I tried to find something in the error log to debug and googled a lot but I could not find what exactly is leading to the agent crashing.
Environment/Browser/Agent’s version etc
Version:
$ netdata -v
netdata v1.37.1
netdata.conf
[global]
run as user = netdata
update every = 5
hostname = Ganymede
[db]
mode = none
[web]
mode = none
stream.conf (removed commented out stuff)
[stream]
enabled = yes
destination = 192.168.9.1:19999
api key = "*****"
timeout seconds = 60
default port = 19999
send charts matching = *
buffer size bytes = 10485760
reconnect delay seconds = 5
initial clock resync iterations = 60
Error.log
type or paste code here
Access log (Data Host)
2023-01-16 14:17:25: 99: 10028 '[192.168.9.13]:39748' 'CONNECTED'
2023-01-16 14:17:25: 99: 10028 '[192.168.9.13]:39748' 'DISCONNECTED'
2023-01-16 14:17:25: 99: 10028 '[192.168.9.13]:39748' 'STREAM' (sent/all = 0/0 bytes -0%, prep/sent/total = 1673875045005.65/1673875045005.84/0.20 ms) 200 'key=****&hostname=Ganymede®istry_hostname=Ganymede&machine_guid=1cb11548-95a0-11ed-936c-0242e928a3df&update_every=5&os=linux&timezone=Europe/Berlin&abbrev_timezone=CET&utc_offset=3600&hops=1&ml_capable=1&ml_enabled=1&mc_version=1&tags=&ver=16376&NETDATA_INSTANCE_CLOUD_TYPE=unknown&NETDATA_INSTANCE_CLOUD_INSTANCE_TYPE=unknown&NETDATA_INSTANCE_CLOUD_INSTANCE_REGION=unknown&NETDATA_SYSTEM_OS_NAME=unknown&NETDATA_SYSTEM_OS_ID=unknown&NETDATA_SYSTEM_OS_ID_LIKE=unknown&NETDATA_SYSTEM_OS_VERSION=unknown&NETDATA_SYSTEM_OS_VERSION_ID=unknown&NETDATA_SYSTEM_OS_DETECTION=unknown&NETDATA_HOST_IS_K8S_NODE=false&NETDATA_SYSTEM_KERNEL_NAME=Linux&NETDATA_SYSTEM_KERNEL_VERSION=5.4.0&NETDATA_SYSTEM_ARCHITECTURE=x86_64&NETDATA_SYSTEM_VIRTUALIZATION=none&NETDATA_SYSTEM_VIRT_DETECTION=systemd-detect-virt&NETDATA_SYSTEM_CONTAINER=openvz&NETDATA_SYSTEM_CONTAINER_DETECTION=systemd-detect-virt&NETDATA_CONTAINER_OS_NAME=Ubuntu&NETDATA_CONTAINER_OS_ID=ubuntu&NETDATA_CONTAINER_OS_ID_LIKE=debian&NETDATA_CONTAINER_OS_VERSION=20.04.5 LTS (Focal Fossa)&NETDATA_CONTAINER_OS_VERSION_ID=20.04&NETDATA_CONTAINER_OS_DETECTION=/etc/os-release&NETDATA_SYSTEM_CPU_LOGICAL_CPU_COUNT=4&NETDATA_SYSTEM_CPU_FREQ=1999000000&NETDATA_SYSTEM_TOTAL_RAM=4294967296&NETDATA_SYSTEM_TOTAL_DISK_SIZE=0&NETDATA_PROTOCOL_VERSION=1.1'
2023-01-16 14:17:25: STREAM: 16731 '[192.168.9.13]:39748' 'CONNECTED' host 'Ganymede' api key '****' machine guid '1cb11548-95a0-11ed-936c-0242e928a3df'
2023-01-16 14:17:25: STREAM: 16731 '[192.168.9.13]:39748' 'DISCONNECTED' host 'Ganymede' api key '****' machine guid '1cb11548-95a0-11ed-936c-0242e928a3df'
Error log (Data Host)
2023-01-16 14:20:31: netdata INFO : WEB_SERVER[static1] : clients wants to STREAM metrics.

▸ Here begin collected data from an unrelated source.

Issue #1173, opened 2016-01-09
Add color picker for setting transparent color of a tileset


bjorn:
It would be helpful, if the transparent color of a tileset could be chosen by using a color picker tool on the tileset image.

mrjnumber1:
i know you said this wasn't high priority, but i hope you'll reconsider. sorry i have nothing to add, just want to say it's a convenient feature to have :)

bjorn:
Thanks @Alturos for starting to work on this. Please feel free to ask _any_ questions you may have.

The way I imagined to implement this, would be to add a color picking button, which would cause a pop-up widget to open where the image is loaded and displayed. Left-clicking on it should pick the color of clicked pixel and clicking outside or right-clicking should close it again. Of course, if you have other ideas feel free to suggest or try them.

Alturos:
That's actually very close to what my plan was. I was effectively going to take a similar route as the QColourDialog. 
-Add a button next to the pick a colour button
-Pop up a window with the image in it
-Mouseover updates a little area with the colour preview, clicking seals it.
-Hit Ok to accept, or cancel to not.

That feels a little more consistent with the general UI theme, but happy to slant it more toward the quicker-to-done path you outline above.

bjorn:
I like the idea of a little preview area (and possibly a display of the hex color value next to it). But indeed, I think a single click should be enough rather than adding OK / Cancel buttons. I would try the `Qt::Popup` window flag to avoid creating a draggable window.

Alturos:
Alright, I can go with that. One question next is on window size, do we allow unlimited window size, add a scrollable area, resizable window?

My other question is on styling and formatting, do you have any guidelines published on that? So far I'm just sort of making things looks the same as they do, but there are things I'm curious about, like `auto` for example.

bjorn:
> One question next is on window size, do we allow unlimited window size, add a scrollable area, resizable window?

I think just having a reasonable maximum (maybe based on desktop size) would be enough. Beyond that the image would be rendered scaled down. Of course one could get fancy and allow zooming/panning, but I think it's rarely needed.

> My other question is on styling and formatting, do you have any guidelines published on that? So far I'm just sort of making things looks the same as they do, but there are things I'm curious about, like auto for example.

I'm pretty much using the Qt coding style, but there are some differences. Making things look like the existing code should be fine.

[...]

PR #1327, opened 2016-07-29
#1173: Colour picker

Alturos:
Alright then! Here we have it, the first pass at adding Colour Picker support to Tilesets.

This is my first time out with QT in well over a decade (and I didn't go deep then either), and my first contribution to Tiled since it moved off of Java. 

I tried to match your stylings, but I'm sure I missed something here or there (I'm rather used to just using VS with C# styles, and some of your rules are different than I'm used to), so feel free to point out anywhere that I'm being silly.

Hope it does the trick!


Alturos:
Heh, it's the innocuous changes that always get ya. Have that fixed in a jiffy.

Alturos:
Alright, I've fixed the errors and warnings I CAN fix. It looks like I picked a version of QT (5.7, which is >= 5.1, as the readme says!) that comes with a method that this PR sort of depends on (QImage.pixelColor).

bjorn:
I don't really understand what the new `QImage::pixelColor` is adding compared to `QImage::pixel`, which was available since Qt 4. At least for this use-case, the older function should be fine, right?

Alturos:
Alright, so, this is a clear cut case of "I don't really know the SDK that well yet." XD I'm not sure how I missed Pixel completely, but that change totally worked fine. Sorry for the confusion/delay there :)

DeadlyRedCube:
bjorn: For what it's worth, I believe that pixelColor, in natively returning a QColor instead of a QRgb, will give you other color spaces (HSV, CMYK) with no loss of precision if you happen to be working with images in those spaces.

Otherwise, pixel would convert to RGB and then you'd have to convert back, with all the precision loss that implies.

bjorn:
> For what it's worth, I believe that pixelColor, in natively returning a QColor instead of a QRgb, will give you other color spaces (HSV, CMYK) with no loss of precision if you happen to be working with images in those spaces.

I think you're partly right, but QImage does not support HSV or CMYK color spaces. It does however support some RGB modes where 10 bits per color are used, for which precision would get lost when converting to QRgb.

Also, the QColor(QRgb) constructor ignores the alpha channel, but this is not relevant for our use-case (if the image had an alpha channel, it wouldn't be using a magic color for transparency).

@Alturos I'll do a detailed review of the code as soon as possible (was away the past 4 days).

src/tiled/clickablelabel.cpp
```diff
@@ -0,0 +1,30 @@
+#include "clickablelabel.h"
```
bjorn: Please add the copyright header to this file.

src/tiled/imagecolorpickerwidget.cpp
```diff
@@ -0,0 +1,106 @@
...
+ImageColorPickerWidget::~ImageColorPickerWidget()
+{
+    delete mUi;
+}
+
+bool ImageColorPickerWidget::selectColor(const QString &image)
+{
+    QPixmap pix(image);
+    if (!pix.isNull())
+    {
```
bjorn: Except when defining functions, I always place the `{` on the same line. Please adjust the code accordingly.

src/tiled/imagecolorpickerwidget.cpp
```diff
@@ -0,0 +1,106 @@
...
+    }
+    return false;
+}
+
+void ImageColorPickerWidget::onMouseMove(QMouseEvent* event)
+{
+    if (!mImage.isNull())
+    {
+        mPreviewColor = mImage.pixel(event->pos().x() / mScaleX, event->pos().y() / mScaleY);
+        if(!mPreviewColor.isValid())
```
bjorn: Please put a space between `if` and `(` (affects also other places).

src/tiled/imagecolorpickerwidget.cpp
```diff
@@ -0,0 +1,106 @@
...
+    {
+        this->close();
+    }
+}
+
+void ImageColorPickerWidget::resizeEvent(QResizeEvent *)
+{
+    move(
+           findScreen().center() - rect().center()
+        );
```
bjorn: This should just be on one line.

src/tiled/imagecolorpickerwidget.cpp
```diff
@@ -0,0 +1,106 @@
...
+}
+
+QRect ImageColorPickerWidget::findScreen() const
```
bjorn: It seems this convenience function should just be called `screenGeometry`.

src/tiled/imagecolorpickerwidget.cpp
```diff
@@ -0,0 +1,106 @@
...
+{
+    QDesktopWidget wind;
+    return wind.availableGeometry(wind.screenNumber(this));
```
bjorn: Actually this should be:
```
return QApplication::desktop()->availableGeometry(this);`
```
And maybe it's not worth putting that in a member function.

src/tiled/imagecolorpickerwidget.h
```diff
@@ -0,0 +1,73 @@
...
+class ImageColorPickerWidget : public QWidget
+{
+    Q_OBJECT
+
+public:
+    ImageColorPickerWidget(QWidget *parent = 0);
+    ~ImageColorPickerWidget();
+
+    bool selectColor(const QString &image);
+    QColor mSelectedColor;
```
bjorn: Please make this member private.

src/tiled/newtilesetdialog.cpp
```diff
@@ -62,6 +63,8 @@ NewTilesetDialog::NewTilesetDialog(QWidget *parent) :
     mNameWasEdited(false)
 {
     mUi->setupUi(this);
+    mPopup = new ImageColorPickerWidget(mUi->dropperButton);
+    mPopup->setWindowFlags(Qt::Popup);
```
bjorn: Since the `ImageColorPickerWidget` is always meant to be used as a popup, please move the setting of this window flag there. Also, please construct it on-demand in the `pickColorFromImage` function.

src/tiled/imagecolorpickerwidget.h
```diff
@@ -0,0 +1,73 @@
...
+
+/**
+ * A popup widget for selecting a colour from an image.
+ */
+class ImageColorPickerWidget : public QWidget
+{
+    Q_OBJECT
+
+public:
+    ImageColorPickerWidget(QWidget *parent = 0);
```
bjorn: Please write `nullptr` rather than `0`.

src/tiled/newtilesetdialog.ui
```diff
@@ -275,9 +275,23 @@
...
+       <widget class="QToolButton" name="dropperButton">
+        <property name="enabled">
+         <bool>false</bool>
+        </property>
+        <property name="text">
+         <string/>
+        </property>
+        <property name="icon">
+         <iconset resource="tiled.qrc">
+          <normaloff>:/images/22x22/stock-tool-by-color-select.png</normaloff>:/images/22x22/stock-tool-by-color-select.png</iconset>
```
bjorn: I've just pushed `:/images/16x16/stock-tool-color-picker-16.png`, please use that icon instead.

src/tiled/imagecolorpickerwidget.cpp
```diff
@@ -0,0 +1,106 @@
...
+
+void ImageColorPickerWidget::onMouseRelease(QMouseEvent * event)
+{
+    if(event->button() == Qt::MouseButton::LeftButton)
+    {
+        if(!mImage.isNull())
+        {
+            mSelectedColor = mPreviewColor;
+            emit colorSelected(mSelectedColor);
+            this->close();
```
bjorn: There should be no need for `this->`, right?

src/tiled/imagecolorpickerwidget.cpp
```diff
@@ -0,0 +1,106 @@
...
+
+        mPreviewIcon.fill(mPreviewColor);
+        mUi->preview->setPixmap(mPreviewIcon);
+    }
+    else
+    {
+        mPreviewColor = mSelectedColor;
+    }
+
+    event->accept();
```
bjorn: You don't need this, since events are accepted by default.

bjorn:
Alright, I'm sorry for all the small comments, and that I don't have my coding style well defined somewhere.

There some other changes I would make, like deriving the ImageColorPickedWidget from QFrame rather than QWidget, so that it can have a border (I'd probably use Panel, Plain).

I'd also try to avoid actually creating a scaled down version of the image, and instead rather than using a QLabel, implement a custom QWidget that paints the image scaled down when needed, which can then also take care of the mouse handling.

But unless you want to, there is no need to make these changes. The popup is already functional after all.

If you can still make the other requested changes by tomorrow I could merge it before the string freeze for Tiled 0.17.

Alturos:
Hey, thanks, it's cool. I should be able to get this in today. :)

Alturos:
Alright, that should be everything outside functionally rewriting the presentation. My QT know-how isn't at the level that I'm confident I could get that done this afternoon, so if it's cool, I'll leave it as is.

src/tiled/newtilesetdialog.cpp
```diff
@@ -90,15 +88,15 @@ NewTilesetDialog::NewTilesetDialog(QWidget *parent) :
...
     mUi->imageGroupBox->setVisible(tilesetType == 0);
     updateOkButton();
 }
 
 NewTilesetDialog::~NewTilesetDialog()
 {
     delete mUi;
-    delete mPopup;
+    if (mPopup != nullptr)
+        delete mPopup;
```
bjorn: Just a note, you never need to check a pointer before deleting it. The `delete` operator is by design safe to use on a null pointer.

src/tiled/newtilesetdialog.cpp
```diff
@@ -284,6 +282,11 @@ void NewTilesetDialog::updateOkButton()
  */
 void NewTilesetDialog::pickColorFromImage()
 {
+    if (mPopup != nullptr) {
```
bjorn: I think you didn't test this, because this check is the wrong way around. Also, it should have been written shorter as `if (!mPopup) {`.

bjorn: On second thought, you probably did test it, but it worked by chance because `mPopup` isn't being initialized to `nullptr`.

src/tiled/clickablelabel.cpp
```diff
@@ -0,0 +1,50 @@
+/*
+ * clickablelabel.cpp
+ * Copyright 2009-2016, Thorbjørn Lindeijer <thorbjorn@lindeijer.nl>
```
bjorn: Here should have been your name of course. :-)

bjorn:
Thanks for your contribution and for all the corrections! Of course, you can now claim [the small reward](https://www.bountysource.com/issues/29732420-add-color-picker-for-setting-transparent-color-of-a-tileset) on Bountysource.

I hope you'll be looking for more things to improve! :-)

src/tiled/clickablelabel.cpp
Alturos: I wasn't sure on that!  Now I know for next time :smile:

Alturos:
Awesome! I wanted this one to go all the way through before I picked up any others, just in case.

bjorn:
Now I've also made the layout improvements I was proposing, along with some other fixes (change a70307838605bfc6bafe92a1d85fbbe7857a6078).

2023-01-16 14:20:31: netdata INFO : STREAM_RECEIVER[Ganymede,[192.168.9.13]:40284] : thread created with task id 16954
2023-01-16 14:20:31: netdata INFO : STREAM_RECEIVER[Ganymede,[192.168.9.13]:40284] : set name of thread 16954 to STREAM_RECEIVER
2023-01-16 14:20:31: netdata INFO : STREAM_RECEIVER[Ganymede,[192.168.9.13]:40284] : STREAM Ganymede [192.168.9.13]:40284: receive thread created (task id 16954)
2023-01-16 14:20:31: netdata INFO : STREAM_RECEIVER[Ganymede,[192.168.9.13]:40284] : STREAM Ganymede [receive from [192.168.9.13]:40284]: initializing communication...
2023-01-16 14:20:31: netdata INFO : STREAM_RECEIVER[Ganymede,[192.168.9.13]:40284] : STREAM Ganymede [receive from [192.168.9.13]:40284]: established link with negotiated capabilities: VCAPS HLABELS CLAIM CLABELS COMPRESSION FUNCTIONS REPLICATION BINARY
2023-01-16 14:20:31: netdata ERROR : STREAM_RECEIVER[Ganymede,[192.168.9.13]:40284] : STREAM Ganymede [receive from [192.168.9.13]:40284]: cannot send ready command. (errno 22, Invalid argument)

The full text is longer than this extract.